There were 17 instances in the 2005 draft in which a pair of prospects who played the same position at the same school were selected. Oklahoma went one step further than the daily-double approach, with a wide receiver being selected in each of the first three rounds.
The two days of draft duality began early, with Brown and Williams off the board among the first five choices. And the pattern continued all weekend, with Stanford linebacker David Bergeron plucked by the Philadelphia Eagles just three choices before the end of the two-day proceedings, joining teammate Jared Newberry (selected by the Redskins) in the draft class.
"I think it's great for the school and really great for us players," said former Southern California defensive tackle Mike Patterson, the first-round choice of the Eagles. "What it says, to me, is that we had two excellent players at the same position. That there was a reason people couldn't run the ball inside against us. And, basically, that you don't do it all by yourself, no matter how much individual [attention] you might get."
Patterson was much like Ronnie Brown, in that he was chosen higher in the draft than a more publicized teammate, Trojans defensive tackle Shaun Cody, who was selected by the Detroit Lions in the second round. That the undersized but overachieving Patterson was grabbed a few choices higher than Cody reflects how closely the two were graded by most teams. Patterson edged out Cody, in part, because his unusual skill set dovetails perfectly with the one-gap style the Eagles employ.
That doesn't mean Cody, who is primarily a tackle but who can also log some snaps at end, won't have just as productive a career in Detroit, where the Lions possess one of the NFL's best young front fours. Just because Cody drifted into the second round does not diminish the reality that he is a first-tier talent.
Most of the second-banana players who were part of the same-position/same-school trend in the 2005 draft don't come with the kind of credentials that Cody possesses. Or, for that matter, of the teammates chosen ahead of them. There are, however, several who should have very solid NFL careers.
Here are eight second bananas with notable upsides:
• WR Mark Bradley, Oklahoma (chosen by Chicago, second round): In two seasons with the Sooners, he started only four games, registered just 34 receptions and certainly wasn't as accomplished as Baltimore first-rounder Mark Clayton. But Bradley, a former high school quarterback who is still learning the nuances of wide receiver, averaged 20.1 yards per catch at Oklahoma, scored a touchdown every 3.8 receptions, and has 4.4-area speed. In time, he could develop into a long-ball complement to veteran Muhsin Muhammad, signed two months ago.
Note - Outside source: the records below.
PR #113, opened 2024-02-13
Represent stdin as a utf8 byte array and use TextEncoder

gregsexton:
stdin is a byte stream and in my opinion should assume utf8. This
seems to be the assumption we have everywhere else. So I changed the
type to reflect this and then can use the built in TextEncoder to
convert strings.

Now this is JS so all bets are off, but I would hope this is likely
more correct and more efficient than anything we've hand rolled. But
it should definitely produce (slightly) smaller code.

All tests pass locally, including those added in pr #111.

### DIFF
--- a/compiler/runtime/runtime64_specific.cpp
+++ b/compiler/runtime/runtime64_specific.cpp
@@ -218,56 +218,6 @@ uint32_t SKIP_read_line_get(uint32_t i) {
   return lineBuffer[i];
 }
 
-uint32_t SKIP_getchar(uint64_t) {
-  int c1 = (uint32_t)getc(stdin);
-
-  if (c1 == EOF) {
-    SKIP_throw_EndOfFile();
-  }
-
-  if ((c1 & 0x80) == 0) {
-    return c1;
-  }
-
-  int c2 = (uint32_t)getc(stdin);
-
-  if (c2 == EOF) {
-    fprintf(stderr, "Invalid utf8");
-    exit(ERROR_INVALID_STRING);
-  }
-
-  if ((c1 & 0x20) == 0) {
-    return (c1 - 192) * 64 + (c2 - 128);
-  }
-
-  int c3 = (uint32_t)getc(stdin);
-
-  if (c3 == EOF) {
-    fprintf(stderr, "Invalid utf8");
-    exit(ERROR_INVALID_STRING);
-  }
-
-  if ((c1 & 0x10) == 0) {
-    return (c1 - 224) * 4096 + (c2 - 128) * 64 + (c3 - 128);
-  }
-
-  int c4 = (uint32_t)getc(stdin);
-
-  if (c4 == EOF) {
-    fprintf(stderr, "Invalid utf8");
-    exit(ERROR_INVALID_STRING);
-  }
-
-  if ((c1 & 0x8) == 0) {
-    return (c1 - 240) * 262144 + (c2 - 128) * 4096 + (c3 - 128) * 64 +
-           (c4 - 128);
-  }
-
-  fprintf(stderr, "Invalid utf8");
-  exit(ERROR_INVALID_STRING);
-  return 0;
-}
-
 thread_local void* exn;
 
 void* SKIP_getExn() {
--- a/prelude/src/stdlib/other/System.sk
+++ b/prelude/src/stdlib/other/System.sk
@@ -142,10 +142,6 @@ fun throwEndOfFile(): void {
 }
 
 @debug
-@cpp_extern("SKIP_getchar")
-native fun getChar(): Char;
-
-@debug
 @no_throw
 @cpp_runtime
 native fun print_stack_trace(): void;
--- a/prelude/ts/src/sk_runtime.ts
+++ b/prelude/ts/src/sk_runtime.ts
@@ -26,7 +26,6 @@ class LinksImpl implements Links {
   SKIP_read_line_fill!: () => int;
   SKIP_read_to_end_fill!: () => int;
   SKIP_read_line_get!: (index: int) => ptr;
-  SKIP_getchar!: () => int;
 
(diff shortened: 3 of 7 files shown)


pikatchu:
I don't understand how that can possibly work 😅
The getChar function returns a codepoint in native (if you look at runtime64_specific.cpp).
So could it be that the code works both for codepoints and bytes?

@beauby: thoughts?

beauby:
So `getChar()` (`SKIP_getchar()` in the C runtime) is only used in `sql/src/SqlCsv.sk`. Otherwise, skdb uses `read_line()` and `read_to_end()` which rely on the `SKIP_read_line_fill()`/`SKIP_read_line_get()` runtime functions (through `SKIP_read_line()` defined in `compiler/runtime/stdlib.c`, which seems to assume that `SKIP_read_line_get()` returns a single byte):
```
 122 char* SKIP_read_line() {                                                                                                                 
 123 │ int32_t size = SKIP_read_line_fill();                                                                                                  
 124 │                                                                                                                                         
 125 │ if (size < 0) {                                                                                                                        
 126 │ │ return NULL;                                                                                                                         
 127 │ }                                                                                                                                      
 128 │                                                                                                                                         
 129 │ uint32_t i;                                                                                                                            
 130 │ char* result = SKIP_Obstack_alloc(size);                                                                                               
 131 │                                                                                                                                         
 132 │ for (i = 0; i < size; i++) {                                                                                                           
 133 │ │ result[i] = SKIP_read_line_get(i);                                                                                                   
 134 │ }                                                                                                                                      
 135 │                                                                                                                                      
 136 │ result = sk_string_create(result, size);                                                                                               
 137 │ return result;                                                                                                                         
 138 } 
```

pikatchu:
Ahhhh ok.

pikatchu:
Shall file an issue to kill or rename getChar? I find this confusing.
Happy to merge this though.

jberdine:
This situation is confusing. I think that there are 2 sorts of code that we need to support:

1. Code that wants to just shuffle the representation of strings around, and so wants to operate on sequences of bytes (that happen to be UTF-8 encodings of strings).
2. Code that needs to know the semantics of the represented strings, such as checking if something is whitespace, converting to a different encoding, etc.

Right now, I don't think that we have clearly delineated APIs that support both of these. There are APIs that do each sort of thing, but they are "all mixed up" in the API. So I'd say the issue is not to kill getChar, but to make distinct APIs for manipulating the byte sequence representation of UFT-8 strings, and for operating on (and converting to and from) the represented Unicode code points and strings.

I'm no unicode expert, and have almost only ever just done code of sort 1 above, but this is my impression of the situation.

gregsexton:
Yes, looks like getChar is broken. I never looked at it, I just chased through where we actually read stdin and the functions that are called. As Lucas points out, it's not used.

getChar *is* only used in csv, but it's dead code - I forgot load csv even existed. So we can kill that easily.

For me, the fix should be to change one of the getChar implementations to be compatible (or kill them both) rather than making stdin a code point stream.

And agree with Josh, there are two layers. Java actually does this quite clearly. They have the concept of an Input/OutputStream - which is just bytes - and a Reader/Writer that layers over the top and talks in terms of characters (code points). But I doubt we need to do a bunch of modelling. We just need to make it clear what layer each function is operating at.

gregsexton:
For now, given that it's not used and is a potential sharp edge, I'll just quickly kill getChar.

jberdine:
Note though that it is called `getChar`, and `Char` in skip means a unicode code point, and definitely not a byte, so "broken" might be harsh. I'm not arguing to keep it though. Note that String::fromChars and StringIterator operate on code points and not bytes as well.

gregsexton:
Apologies, I meant: looks like getChar is broken now by me with this PR.

jberdine:
Ah! I see now.

gregsexton:
Ok, just cleaned up getChar and related functionality. Tests looked good locally but I admit I didn't wait for the last few diff ones, so will rely on CI. It's worth taking a look at the latest commit (https://github.com/SkipLabs/skdb/pull/113/commits/c3e02a1c442e6d06c163a7e9401c65b3e112be28) to check that this really is unneeded code.

jberdine:
Was the CSV code dead but wanted as (the basis for) an alternate mechanism to backup and restore a db? Otherwise LGTM.

gregsexton:
IIRC (@pikatchu?) it was meant for fast loading of data.

I've been thinking about backup and restore recently and much prefer the dump output and re-evaluating the statements. I like how explicit the text form is, which provides a lot of confidence.

ltique:
I *think* this PR is saying "stdin can be an arbitrary byte stream and if you want it to be UTF-8 you need to treat it as such?" That would be good (and I agree with the multi-layer approach that languages like Java and Rust have that does just this). Certainly, I regularly use stdin to stream non-UTF8 data, so I wouldn't want to rule that use case out!

gregsexton:
Yeah. stdin is a byte stream. Where skdb uses it for text data it assumes utf8 encoding.

> Certainly, I regularly use stdin to stream non-UTF8 data, so I wouldn't want to rule that use case out!

With skdb? Or you're talking about posix file interface?

ltique:
> With skdb? Or you're talking about posix file interface?

Oops, sorry: I was talking generally. But I'm pretty sure I have use cases where I'll want to do so with skdb (but I haven't got there yet and probably won't for some time TBH).

beauby:
I personally vote to get rid of `getChar()` and consolidate around other APIs (down the line it should ideally be those in the `IO` stdlib module, though they currently have limitations -- #11 should address some, and I'll add a proper UTF8 layer on top).

gregsexton:
This is what I've done. CI looks good so will merge now. But anyone late to the party, feel free to comment and I'll address in followups.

• OT Ray Willis, Florida State (chosen by Seattle, fourth round): He lacks the raw, mind-boggling athleticism of teammate Alex Barron, chosen by St. Louis in the first round, but Willis is a blue-collar blocker with a huge heart. What you see with Willis is pretty much what you get – a tough, physical blocker who never takes a snap off. A consummate "value" pick for the Seahawks in the fourth round, it won't be surprising if he eventually outplays his draft status. Seattle released starting right tackle Chris Terry last month, and youngsters Wayne Hunter and Sean Locklear will vie for the vacancy. It might be too much to ask for Willis to make it a three-man competition this summer. In time, though, he could be better than either of the other two contenders.
• ILB Kirk Morrison, San Diego State (chosen by Oakland, third round): For much of his career, it was Morrison who received more headlines than teammate Matt McCoy. But over the final month leading up to the draft, McCoy, chosen by Philadelphia in the second round, was one of the lottery's fastest risers. And, for whatever reason, Morrison slid a bit. Fortunately for the Raiders, who desperately need an inside stuffer for a unit that statistically ranked No. 22 versus the run in 2004, Morrison slid right into their laps. An instinctive defender who plays much bigger than his size, Morrison is a tackling machine, having finished his career with 396 stops, including 40 for losses.
• S Donte Nicholson, Oklahoma (chosen by Tampa Bay, fifth round): More an "in the box" safety than Sooners teammate Brodney Pool, who was chosen by Cleveland early in the second round, Nicholson should bring aggressiveness and closing ability to a Bucs secondary somewhat in flux. He is not a ball hawk-type safety, and his forte is moving forward on plays, but Nicholson should contribute in nickel situations and on special teams as a rookie, then eventually vie for extended playing time.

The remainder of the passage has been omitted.